Yi Zhou, Archisman Rudra, Salvatore Paxia and Bud Mishra
Abstract
Modern biology is driven by large scale processing of heterogeneous data, which may come from diverse sources. This could be anything from a Genbank sequence to the result of some microarray experiment. The interfaces that let one access these different sources vary widely, so that a biologist needs to be an expert in very different areas of computer science: databases, networking, languages etc. Furthermore, the algorithms used to extract biologically significant information tend to be developed in an ad hoc manner. This leads to very little code sharing between the data analysis algorithms, with the concomitant increase in code complexity. Instead of developing each tool ab initio, our bioinformatic system VALIS defines low level building blocks and uniform APIs which let one use these from high level scripting languages. This enables biologists to write very simple scripts to perform fairly involved bioinformatic processing in a flexible fashion.
As an example we use the VALIS system to investigate DNA evolution properties. In particular, we measure the long-range correlation (LRC) of DNA sequences. Our approach is to estimate the degree of DNA sequence LRC in the hope of distinguishing between different models of DNA evolution.
In order to study DNA sequence LRC, we view the DNA sequences as being generated from a random walk model. We first map a whole genomic sequence using a purine-pyrimidine binary rule: change purines (A/G) to +1 and pyrimidines (C/T) to -1. This creates a `DNA walk' along the genome. If there is no LRC, the walk is a realization of a Brownian motion. Otherwise, we observe a `walker' with long-term memory and thus a Fractional Brownian motion. Those two processes can be characterized by different values of the Hurst exponent (H), which can be estimated using different methods (for example, R/S analysis and de-trended fluctuation analysis). For infinite length, H=0.5 for Brownian motion, and 0<H<1, H != 0.5 for Fractional Brownian motion. Higher H (>0.5) suggests the presence of positive feedback mechanism, whilst a lower H (<0.5) suggests negative feedback mechanism.
We have analyzed various genomes using VALIS: bacteria, invertebrate and vertebrate. We observe a consistently lower H value in the coding regions compared to the non-coding regions. Thus, the DNA walk down the coding region sequences behaves closer to a Brownian motion (H ~ 0.5), while it acts more like a Fractional Brownian motion in the non-coding regions (H>0.5). The higher H values in non-coding regions indicate that the sequences in the non-coding regions possess stronger positive LRC than those in the coding regions. In addition, the H values in different regions increase with the evolutionary positions of the corresponding organisms. This suggests that there are some cellular events that tend to make DNA sequences more positively correlated as evolution proceeds.
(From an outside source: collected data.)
PR #11688, opened 2026-04-16
fix(mailer): hardcode UTF-8 CharSet to avoid null from missing global

### LINKED ISSUE #11624: EmailTestServiceTest: direct send and templated queue tests report success but message never arrives in Mailpit
### Context

In PR #11603 two methods on `tests/Tests/E2e/EmailTestServiceTest.php` were skipped with `markTestSkipped`:

- `directSendDeliversEmail`
- `queueTemplatedInsertsAndDelivers`

Both pass the `assertTrue($results[0]->success)` check (the library reports the send / queue succeeded) but then time out in `waitForEmail(...)` — the message never appears in Mailpit within 30 s.

A near-identical sibling in the same class, `queueInsertsAndDelivers`, passes. The difference:

| Test | Path | Result |
|------|------|--------|
| `directSendDeliversEmail` | `new MyMailer(true)` → `->send()` (direct SMTP) | ✗ fail |
| `queueInsertsAndDelivers` | `emailServiceQueue()` → `emailServiceRun()` (plain queue flush) | ✓ pass |
| `queueTemplatedInsertsAndDelivers` | `emailServiceQueueTemplatedEmail()` → `emailServiceRun()` (templated queue flush) | ✗ fail |

All three tests trigger PHP 8.2 deprecation warnings from `vendor/phpmailer/phpmailer/src/PHPMailer.php`:

- `PHPMailer.php:1618` — `strtolower(null)`
- `PHPMailer.php:2571` — `strtolower(null)`
- `PHPMailer.php:3625` — `strlen(null)`

Suggests a null field is being passed somewhere (subject, from, charset, etc.) during these sends. Unverified hypothesis: the templated path renders an empty subject/body, and `MyMailer::send()` (direct) has a similar null somewhere in its setup that doesn't hit on the plain queue path.

### Diagnostic next step

The fastest way to learn what's actually happening is to dump Mailpit's state when `waitForEmail` times out. Patch `tests/Tests/E2e/Email/EmailTestingTrait.php::waitForEmail()` to log all messages (subjects, recipients, received timestamps) just before returning `null` on timeout. That tells us whether:

- the message arrived with a different / null subject → null-field bug, fix the null source
- no message arrived at all → silent send failure, look at `$mailer->ErrorInfo` / SMTP transcript

### Acceptance

- Root cause identified and fixed (the null-field source, or the silent-send-failure source, or both).
- The three PHPMailer null-deprecations no longer fire from the email code paths these tests cover.
- Both skipped tests re-enabled and passing.

### References

- PR #11603 introduces the skips.
- Skip sites: `tests/Tests/E2e/EmailTestServiceTest.php::directSendDeliversEmail` and `::queueTemplatedInsertsAndDelivers`.
- Email test service: `src/Services/Email/EmailTestService.php`.
- Mailpit wait helper: `tests/Tests/E2e/Email/EmailTestingTrait.php::waitForEmail`.

---

_Issue body authored by Claude Code on behalf of @firehed._

kojiromike:
## Summary

Fixes #11624. Re-enables the two E2E tests that PR #11603 skipped (`directSendDeliversEmail` and `queueTemplatedInsertsAndDelivers`).

## Root cause

`MyMailer::emailMethod()` read `$HTML_CHARSET` via the `global` keyword. That variable is set at the top of `interface/globals.php` — but PHPUnit loads its bootstrap via `include_once` inside `TextUI\Application::loadBootstrapScript()`, so the top-level `$HTML_CHARSET = "UTF-8"` assignment is scoped to that method and never escapes to true global scope. In test context `global $HTML_CHARSET` was null, so `$this->CharSet` ended up null.

A null `CharSet` caused two symptoms:

1. PHPMailer triggered `strlen(null)` / `strtolower(null)` deprecations on PHP 8.2+ (PHPMailer.php lines 1618, 2571, 3625 — the `$this->CharSet` accesses in `preSend()`, `wrapText()`, and `encodeHeader()`).
2. PHPMailer emitted encoded-word subject headers with an empty charset declaration, e.g. `=??Q?OpenEMR_Email_Test_=E2=80=94_Direct_Send?=`. Mailpit cannot decode a header with no declared charset, so the raw encoded form was stored. Q-encoding turns spaces into underscores, so `waitForEmail`'s `stripos($subject, "Direct Send")` failed to match. The `queueInsertsAndDelivers` test passed by accident — its subject substring "Queue" has no space and survived the transformation. "Direct Send" and "Queue Templated" did not.

This also explains the issue's observation that the library reports success but the message "never arrives": the message *does* arrive in Mailpit; the subject just arrives malformed and the test helper's substring match can't find it.

## Fix

Set `CharSet` directly to `PHPMailer::CHARSET_UTF8`. OpenEMR is hardcoded to UTF-8 everywhere (`ini_set('default_charset', 'utf-8')`, `mb_internal_encoding('UTF-8')`, `$HTML_CHARSET = "UTF-8"`), so there is nothing to look up.

Three PHPStan baseline entries are no longer needed after this change and have been regenerated out:

- `openemr.forbiddenGlobalKeyword` for `$HTML_CHARSET` in `postmaster.php` (the `global` is gone)
- `assign.propertyType` for `MyMailer::$CharSet (string) does not accept mixed` (the assigned value is now a `string` constant)
- `deadCode.unreachable` for `EmailTestServiceTest.php` (the `markTestSkipped()` calls that made the test bodies unreachable are gone)

## Follow-up commit

A second commit applies OCE conventions to the touched file: adds `declare(strict_types=1)` to `postmaster.php` and an OpenCoreEMR copyright entry. PHPStan level 10 passes cleanly with `strict_types` enabled, confirming no existing caller relies on type coercion into `MyMailer`'s methods.

## Test plan

- [x] `vendor/bin/phpunit --testsuite email --filter EmailTestServiceTest` — 5/5 pass, including the two previously skipped tests
- [x] Full `email` suite — 10 active tests pass, 11 pre-existing skips in `FaxSmsEmailTest` / `NotificationCronEmailTest` are unrelated
- [x] `composer phpstan` — clean on full codebase after regenerating baseline
- [x] Pre-commit hooks (phpcs, phpcbf, phpstan, rector, composer-require-checker, codespell) all pass

### DIFF
--- a/.phpstan/baseline/assign.propertyType.php
+++ b/.phpstan/baseline/assign.propertyType.php
@@ -367,11 +367,6 @@ $ignoreErrors[] = [
     'path' => __DIR__ . '/../../library/classes/TreeMenu.php',
 ];
 $ignoreErrors[] = [
-    'message' => '#^Property MyMailer\\:\\:\\$CharSet \\(string\\) does not accept mixed\\.$#',
-    'count' => 1,
-    'path' => __DIR__ . '/../../library/classes/postmaster.php',
-];
-$ignoreErrors[] = [
     'message' => '#^Property MyMailer\\:\\:\\$Password \\(string\\) does not accept string\\|false\\.$#',
     'count' => 1,
     'path' => __DIR__ . '/../../library/classes/postmaster.php',
--- a/.phpstan/baseline/deadCode.unreachable.php
+++ b/.phpstan/baseline/deadCode.unreachable.php
@@ -288,11 +288,6 @@ $ignoreErrors[] = [
 ];
 $ignoreErrors[] = [
     'message' => '#^Unreachable statement \\- code above always terminates\\.$#',
-    'count' => 2,
-    'path' => __DIR__ . '/../../tests/Tests/E2e/EmailTestServiceTest.php',
-];
-$ignoreErrors[] = [
-    'message' => '#^Unreachable statement \\- code above always terminates\\.$#',
     'count' => 1,
     'path' => __DIR__ . '/../../tests/Tests/E2e/FaxSmsEmailTest.php',
 ];
--- a/.phpstan/baseline/openemr.forbiddenGlobalKeyword.php
+++ b/.phpstan/baseline/openemr.forbiddenGlobalKeyword.php
@@ -1447,11 +1447,6 @@ $ignoreErrors[] = [
     'path' => __DIR__ . '/../../library/classes/Prescription.class.php',
 ];
 $ignoreErrors[] = [
-    'message' => '#^Use of the "global" keyword is forbidden \\(\\$HTML_CHARSET\\)\\. Use dependency injection instead\\.$#',
-    'count' => 1,
-    'path' => __DIR__ . '/../../library/classes/postmaster.php',
-];
-$ignoreErrors[] = [
     'message' => '#^Use of the "global" keyword is forbidden \\(\\$code_types\\)\\. Use dependency injection instead\\.$#',
     'count' => 1,
     'path' => __DIR__ . '/../../library/contraception_billing_scan.inc.php',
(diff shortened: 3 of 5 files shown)


Firehed:
Nice find. Also, ick.

Issue #11677, opened 2026-04-16
Background service CLI returns non-zero exit on no-op outcomes


kojiromike:
`bin/console background:services run --name=<service>` returns exit code `2` (`Command::INVALID`) when the runner reports `not_due`, `already_running`, or `skipped`, and exit code `1` for `not_found` / `error`. Only `executed` returns `0`.

See `src/Common/Command/BackgroundServicesCommand.php:120-125`:

```php
$status = $results[0]['status'] ?? 'not_found';
return match ($status) {
    'executed' => Command::SUCCESS,
    'skipped', 'already_running', 'not_due' => 2,
    default => Command::FAILURE,
};
```

## Why this matters

The three exit-2 statuses are not error conditions — they are normal outcomes of running a service on any schedule denser than, or overlapping with, the service's configured interval. Every generic process supervisor (Kubernetes Job/CronJob, `systemd` with `Restart=on-failure`, `cron` with `MAILTO`, any CI step) treats non-zero exit as failure. Under Kubernetes this produces `CrashLoopBackOff` on every tick where the DB-level interval check skips the run, even though the system is behaving exactly as designed.

Reproduced on `pelican-clinic` with a `*/2 * * * *` CronJob for `Email_Service`: the first tick executed successfully, subsequent ticks exited 2 with a `[WARNING] Service 'Email_Service' is not yet due to run (interval has not elapsed).` message and backed off.

## Proposed direction

Treat these three outcomes as success at the process-exit level. The `status` field and the `[WARNING]` output already convey the distinction for any caller that cares; the exit code should reflect whether the process ran cleanly, not whether it happened to have work to do on this tick.

If a tri-state signal is worth keeping for human/script consumption, it belongs in a `--strict` opt-in flag, not as the default.

## Scope

- `src/Common/Command/BackgroundServicesCommand.php::handleRun`
- `grep` for call sites that branch on exit code 2 specifically (likely none)

Parent: #11662

PR #11699, opened 2026-04-17
test(background-services): add shell-out CLI integration test

### LINKED ISSUE #11686: Add shell-out integration test for bin/console background:services
# Add shell-out integration test for `bin/console background:services`

Currently no test invokes the production cron path the way cron/Kubernetes CronJob actually do. Every `bin/console background:services` unit test uses `Symfony\Component\Console\Tester\CommandTester`, which constructs the command class in-process and bypasses everything between `cron -> /usr/bin/env php -> bin/console -> kernel boot -> command dispatch`. That's precisely the stack where the bugs flagged in this epic hide:

- #11677 / opencoreemr/chart-oce-openemr#114 — exit code on no-op outcomes (caught by unit test, but only because the mapping lives on the command class)
- #11672 — `$_SERVER['PHP_SELF']` missing under CLI (would have been caught by any test that actually shelled out)
- Future: a service function that assumes a web request context, a migration that breaks the Registry upsert, a `bin/console` regression from a Symfony upgrade

## What

Add `tests/Tests/Services/Background/BackgroundServicesCliIntegrationTest.php` in the existing `services` suite (runs via `build_test services` in `ci/ciLibrary.source`, exercised across the full `ci/apache_*` matrix). The test:

1. Registers a probe service via `BackgroundServiceRegistry` (short interval, a function that flips a sentinel row or writes a temp file).
2. Shells out via `proc_open` to `bin/console background:services run --name=<probe>` (captures stdout, stderr, exit code).
3. Asserts exit 0, expected stdout marker, and that the probe function actually executed (sentinel row present / temp file written).
4. Second case: calls the same binary with no `--name`, asserts exit 0 and that the probe advanced.
5. Third case: calls immediately again (probe will be `not_due`); asserts exit 0 (the #11677 regression shape) and no second execution.
6. Tears down by `unregister()`.

Zero CI-config changes — `services` is already in the test matrix at `.github/workflows/test.yml` line 120, `ciLibrary.source`'s `_exec` runs inside the openemr container so `bin/console` picks up the same DB, config, and PHP environment as production.

## Why

This is the one test shape that proves the epic's deliverables actually work under the execution environment that the chart PR opencoreemr/chart-oce-openemr#114 deploys. Without it, we're fixing bugs in a codebase whose production orchestration path has no regression coverage at all.

## Notes

- `proc_open` is already used elsewhere in the repo (e.g., `tests/Tests/E2e/` for bookend scripts) so the pattern is familiar.
- Needs a small guard for `bin/console`'s path (use `__DIR__ . '/../../../../bin/console'` or similar — verify the services suite's working directory).
- Probe function should be defined in a test-only file that the probe service's `require_once` points at; keep it outside any autoloaded path so it can't leak into production.

kojiromike:
## Summary

Adds an integration test that shells out to `bin/console background:services run` via `Symfony\Component\Process`, proving the full production cron path (cron → php → bin/console → kernel boot → command dispatch) actually runs a registered service. Every other test in this area drives the command class in-process via `CommandTester` and short-circuits that chain.

The test registers a probe service whose function writes to a sentinel file in the temp dir, invokes the real binary, and asserts exit code, stdout marker, and sentinel contents.

Runs in the existing `services` test suite — no CI config changes.

## Status

Draft. Two of the three cases from #11686 are in:

- `testRunByNameExecutesProbeViaShell` — `run --name=<probe>` → exit 0, success marker, sentinel written exactly once.
- `testImmediateRerunIsNotDueAndDoesNotExecuteAgain` — re-run within the interval → exit 2 (current behavior), not-due warning, sentinel unchanged. Inline TODO flips this to exit 0 once #11677 lands.

Deferred:
- Case from the issue that calls `run` with no `--name`. `handleRun` currently errors when `--name` is missing — orthogonal to #11686, will file or bundle later.

Closes #11686 once the remaining case is decided.

## Test plan

- [ ] `docker compose exec openemr /root/devtools services-test` with the new test class
- [ ] Confirm probe sentinel path is stable inside the services container
- [ ] Decide whether to bundle the #11677 fix here or keep them separate

### DIFF
--- a/tests/Tests/Services/Background/BackgroundServicesCliIntegrationTest.php
+++ b/tests/Tests/Services/Background/BackgroundServicesCliIntegrationTest.php
@@ -91,14 +91,10 @@ class BackgroundServicesCliIntegrationTest extends TestCase
             $result['stdout'],
             'Executed run should print the success marker from handleRun().',
         );
-        $this->assertFileExists(
-            $this->sentinelPath,
-            'Probe function must have actually run in the child process.',
-        );
         $this->assertSame(
             1,
             $this->sentinelLineCount(),
-            'Probe function should have executed exactly once.',
+            'Probe function should have executed exactly once in the child process.',
         );
     }
 
@@ -188,13 +184,16 @@ class BackgroundServicesCliIntegrationTest extends TestCase
 
     private function sentinelLineCount(): int
     {
-        if (!is_file($this->sentinelPath)) {
-            return 0;
-        }
+        // Precondition asserted here (rather than defensively handled with a
+        // silent `return 0`) so a missing sentinel surfaces as a clear test
+        // failure — "subprocess didn't run the probe" — instead of an
+        // unhelpful "expected 1, got 0" one level up.
+        $this->assertFileExists(
+            $this->sentinelPath,
+            'Sentinel file must exist before counting probe executions.',
+        );
         $contents = file_get_contents($this->sentinelPath);
-        if ($contents === false || $contents === '') {
-            return 0;
-        }
+        $this->assertNotFalse($contents, 'Failed to read sentinel file.');
         return substr_count($contents, "\n");
     }
 }
--- a/tests/Tests/Services/Background/BackgroundServicesCliIntegrationTest.php
+++ b/tests/Tests/Services/Background/BackgroundServicesCliIntegrationTest.php
@@ -110,16 +110,15 @@ class BackgroundServicesCliIntegrationTest extends TestCase
 
         $second = $this->runConsole(['run', '--name=' . self::PROBE_NAME]);
 
-        // Current behavior: not_due is reported with Command::INVALID (2),
-        // which causes generic supervisors (Kubernetes CronJob, systemd)
-        // to treat a scheduled no-op as a crash. See #11677 — when that
-        // lands this assertion flips to 0. Exit 2 here guards against
-        // regressions in the opposite direction (e.g. not_due falling
-        // through to `default => Command::FAILURE` = 1).
+        // Per #11677 (fixed in #11687), not_due is a no-op, not an error:
+        // it must exit 0 so generic supervisors (Kubernetes CronJob, systemd)
+        // don't treat a scheduled no-op as a crash. This assertion guards
+        // against regressions in either direction — exit 1 (generic failure)
+        // or exit 2 (Command::INVALID, the pre-#11687 behavior).
         $this->assertSame(
-            2,
+            0,
             $second['exit'],
-            "Expected exit 2 for not_due.\nstdout:\n{$second['stdout']}\nstderr:\n{$second['stderr']}",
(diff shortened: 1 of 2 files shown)


tests/Tests/Services/Background/BackgroundServicesCliIntegrationTest.php
```diff
@@ -0,0 +1,200 @@
...
+    private function sentinelLineCount(): int
+    {
+        if (!is_file($this->sentinelPath)) {
+            return 0;
+        }
+        $contents = file_get_contents($this->sentinelPath);
+        if ($contents === false || $contents === '') {
+            return 0;
+        }
+        return substr_count($contents, "\n");
```
kojiromike:
```suggestion
        return substr_count($contents ?: '', "\n");
```

tests/Tests/Services/Background/BackgroundServicesCliIntegrationTest.php
```diff
@@ -0,0 +1,200 @@
...
+    {
+        if (is_file($this->sentinelPath)) {
+            unlink($this->sentinelPath);
+        }
+    }
+
+    private function sentinelLineCount(): int
+    {
+        if (!is_file($this->sentinelPath)) {
+            return 0;
```
kojiromike: This is not covered in testing. Is there any way to use type declarations to guarantee that by the time sentinelLineCount runs, $this->sentinelPath is a file? For example `cliProbeSentinelPath` should guarantee it returns a file.

tests/Tests/Services/Background/BackgroundServicesCliIntegrationTest.php
kojiromike: Took this one step further: dropped both defensive guards (`is_file` and `$contents === false || ''`) and replaced them with explicit `assertFileExists` / `assertNotFalse` calls inside `sentinelLineCount`. That turns the missing/unreadable-file case into a clear test failure instead of a silent `return 0` that would later show up as an unhelpful "expected 1, got 0". See 878d53c221.

tests/Tests/Services/Background/BackgroundServicesCliIntegrationTest.php
kojiromike: PHP's type system can't express "this path is a file" — and the sentinel legitimately doesn't exist at construction time (it's created by the subprocess). Closest equivalent is an assertion-level precondition, which is what I went with: `sentinelLineCount` now calls `$this->assertFileExists(...)` before reading. That gives us a test-grade failure message ("Sentinel file must exist before counting probe executions") the first time the precondition is violated, rather than the old dead `return 0` that was never covered. See 878d53c221.

Also added `@codeCoverageIgnore` on `markCliProbeSentinel` with a comment explaining the cross-process measurement limitation — same rationale as the data-provider carve-out documented in `CLAUDE.md`.

PR #11700, opened 2026-04-17
fix(orm): fix multiple bugs in ORDataObject::_load_enum

Firehed:

Fixes multiple bugs in the `ORDataObject::_load_enum()` method that could cause undefined variable errors and incorrect caching behavior.

I came across issues that appeared to be suppressed working on #11550, surfaced only in PHP 8.4+ where _something_ was subtly different along the way. I still can't quite figure out what, though I'm reasonably sure there's a tweak to error handling and promotion getting surfaced.

Note: I'm working on a parallel branch to fix some of the type info in ORDataObject, so more phpstan stuff should get fixed there. I'm ignoring the temporary additions.

- **Undefined variable fix**: Return empty array when no matching enum column is found (previously `$enum` was undefined)
- **Cache respects `$blank` parameter**: Cache raw enum values and apply the `$blank` parameter on each retrieval (previously cached results ignored `$blank` on subsequent calls)
- **Condition order fix**: Check `empty($this->_table)` before accessing cache arrays
- **Prevent mutation**: Copy enum values instead of modifying `$col->enums` in place
- **Working cache**: Use a static class property for caching (the previous `OEGlobalsBag::get('static')` approach assigned to a return value, which was a no-op)

---

### DIFF
--- a/.phpstan/baseline/nullCoalesce.offset.php
+++ b/.phpstan/baseline/nullCoalesce.offset.php
@@ -162,6 +162,16 @@ $ignoreErrors[] = [
     'path' => __DIR__ . '/../../library/ajax/payment_ajax.php',
 ];
 $ignoreErrors[] = [
+    'message' => '#^Offset 0 on array\\<string, int\\> on left side of \\?\\? does not exist\\.$#',
+    'count' => 1,
+    'path' => __DIR__ . '/../../library/classes/Document.class.php',
+];
+$ignoreErrors[] = [
+    'message' => '#^Offset 0 on array\\<string, int\\> on left side of \\?\\? does not exist\\.$#',
+    'count' => 1,
+    'path' => __DIR__ . '/../../library/classes/X12Partner.class.php',
+];
+$ignoreErrors[] = [
     'message' => '#^Offset \'height\' on array\\{0\\: int\\<0, max\\>, 1\\: int\\<0, max\\>, 2\\: int, 3\\: string, mime\\: string, channels\\?\\: int, bits\\?\\: int\\} on left side of \\?\\? does not exist\\.$#',
     'count' => 1,
     'path' => __DIR__ . '/../../library/classes/thumbnail/Thumbnail.class.php',
--- a/.phpstan/baseline/nullCoalesce.offset.php
+++ b/.phpstan/baseline/nullCoalesce.offset.php
@@ -162,16 +162,6 @@ $ignoreErrors[] = [
     'path' => __DIR__ . '/../../library/ajax/payment_ajax.php',
 ];
 $ignoreErrors[] = [
-    'message' => '#^Offset 0 on array\\<string, int\\> on left side of \\?\\? does not exist\\.$#',
-    'count' => 1,
-    'path' => __DIR__ . '/../../library/classes/Document.class.php',
-];
-$ignoreErrors[] = [
-    'message' => '#^Offset 0 on array\\<string, int\\> on left side of \\?\\? does not exist\\.$#',
-    'count' => 1,
-    'path' => __DIR__ . '/../../library/classes/X12Partner.class.php',
-];
-$ignoreErrors[] = [
     'message' => '#^Offset \'height\' on array\\{0\\: int\\<0, max\\>, 1\\: int\\<0, max\\>, 2\\: int, 3\\: string, mime\\: string, channels\\?\\: int, bits\\?\\: int\\} on left side of \\?\\? does not exist\\.$#',
     'count' => 1,
     'path' => __DIR__ . '/../../library/classes/thumbnail/Thumbnail.class.php',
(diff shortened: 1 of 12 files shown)


src/Common/ORDataObject/ORDataObject.php
```diff
@@ -160,51 +167,53 @@ public function setThrowExceptionOnError($throwException)
...
+    protected function _load_enum(string $field_name, bool $blank = true): array
     {
-        if (
-            !empty(OEGlobalsBag::getInstance()->get('static')['enums'][$this->_table][$field_name])
-            && is_array(OEGlobalsBag::getInstance()->get('static')['enums'][$this->_table][$field_name])
-            && !empty($this->_table)
-        ) {
-            return OEGlobalsBag::getInstance()->get('static')['enums'][$this->_table][$field_name];
-        } else {
+        if (empty($this->_table)) {
```
kojiromike: Per the repo's `CLAUDE.md` ("Legacy Code Is Not the Standard"), new code shouldn't add `empty()` calls — `empty('0')` returning `true` is rarely what you want, and the baseline for `empty.notAllowed` in this file is something the codebase is trying to drive down. Would an explicit check work here?

```suggestion
        if ($this->_table === null || $this->_table === '') {
            return [];
        }
```

src/Common/ORDataObject/ORDataObject.php
```diff
@@ -160,51 +167,53 @@ public function setThrowExceptionOnError($throwException)
...
+            return [];
+        }
+
+        $cacheKey = $this->_table . '.' . $field_name;
```
kojiromike, line 183: The cache key is `table.field_name` only — it doesn't account for `$this->_db`. In a long-running PHP-FPM worker that serves multiple sites with potentially different enum definitions for the same table, this static would return stale entries on cross-site requests. The old `OEGlobalsBag::getInstance()` singleton had the same property when it (in theory) worked, so this isn't a regression introduced here — just worth confirming this matches the deployment model you care about. A `spl_object_id($this->_db)` (or similar) component in the cache key would close it if needed.

.phpstan/baseline/nullCoalesce.offset.php
```diff
@@ -161,6 +161,16 @@
     'count' => 1,
     'path' => __DIR__ . '/../../library/ajax/payment_ajax.php',
 ];
+$ignoreErrors[] = [
```
kojiromike: These two new baseline entries are the downstream effect of tightening `_load_enum`'s return to `array<string, int>`. Both call sites — `Document::__construct` (`$this->type_array[0] ?? ''`) and `X12Partner::__construct` (`$this->processing_format_array[0] ?? null`) — index with integer `0`, but `array_flip` produces string keys, so `[0]` has always returned `null` and the `??` defaults masked it. The PHPStan errors are pointing at real latent bugs, not noise.

The repo's `CLAUDE.md` says "Avoid baselines. Never add new baseline entries — fix the underlying type error." Could these two callers be fixed in this PR (or split into a focused follow-up that lands first), rather than baselined? The callers likely meant something like `array_key_first($this->type_array) ?? ''` to grab the first enum value — though it's worth verifying with whoever knows the original intent, since the `?? ''` may also have been a deliberate "no default" sentinel.

kojiromike (approved):
This looks good to me, but Claude did find a couple of opportunities for improvement…

- The narrower `@return array<string, int>` shape is great, but it surfaced two latent bugs in callers (`Document::__construct` and `X12Partner::__construct` both do `$this->type_array[0] ?? ''`). Their integer offset `[0]` never existed in the returned shape — `array_flip` produces string keys. The defaults (`?? ''`, `?? null`) silently masked it. The PR adds these to the PHPStan baseline; per the repo's `CLAUDE.md` ("Avoid baselines. Never add new baseline entries — fix the underlying type error"), it would be better to fix the call sites in this PR or split them out into a follow-up rather than suppress.
- `empty($this->_table)` — `CLAUDE.md` calls out `empty()` as a legacy antipattern that new code shouldn't pick up. Easy explicit replacement inline.
- The static cache is now correctly populated, but its key omits `$this->_db`. Under PHP-FPM this is fine for a single-database deployment; it's worth a quick sanity check for any multi-database setup where the same `table.field_name` could resolve to different enum sets across requests served by the same worker. (The previous OEGlobalsBag-singleton intent had the same property when it actually worked, so this isn't a regression — just flagging.)

No tests were added — given the bugs are PHP-version-dependent and the `$blank=false` cache-correctness fix is a real behavior change, a small unit/isolated test that exercises both `blank` paths against a stub `MetaColumns` would be a nice-to-have.

Behavior changes look correct and the PHPStan baseline shrinkage on this file is a real win.

src/Common/ORDataObject/ORDataObject.php
Firehed: (Assuming this was a claude comment) FPM workers do not share state across requests, this is not an issue outside of runtimes like Swoole, and OpenEMR has -1000000% chance of working inside of it.

.phpstan/baseline/nullCoalesce.offset.php
Firehed: The PHPStan issues are almost all fixed. I have a follow up branch with additional type-tightening to resolve more stuff like this.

Based on our observations, we hypothesize that the differences in the strengths of LRC in DNA sequences are caused by the counteraction of two sets of biological events. One set includes insertion and deletion events caused by DNA polymerase stuttering, transposons and recombination, which tend to increase DNA long-range correlation. The other set includes natural selection and DNA repair mechanisms, which try to eliminate the LRC caused by the former events. However, the coding regions also possess the transcription-coupled DNA repair mechanism that is unique to them, and are under a higher natural selection pressure. The cellular processes mentioned above form a spectrum of events impacting DNA evolution. The differences in the distribution of such spectrum in coding and non-coding regions and in different organisms cause the differences in the degree of LRC in DNA sequences. The hypothesis can be tested 'in silico' using simulation following Polya’s Urn model, and verified 'in vivo' using microbial mutants in the corresponding cellular processes.
The 'in silico' evolution simulation can be realized using our simulation tool `Genome Grammar'. `Genome Grammar' is a stochastic grammar with primitives for many kinds of mathematical probability distributions. We can even generate a sequence with the same probability distribution as measured from biological data. Furthermore, there are tools that let one apply some hypothesized processes on sequences obtained from the grammar. This enables us to test any model and conduct evolutionary experiments 'in silico'.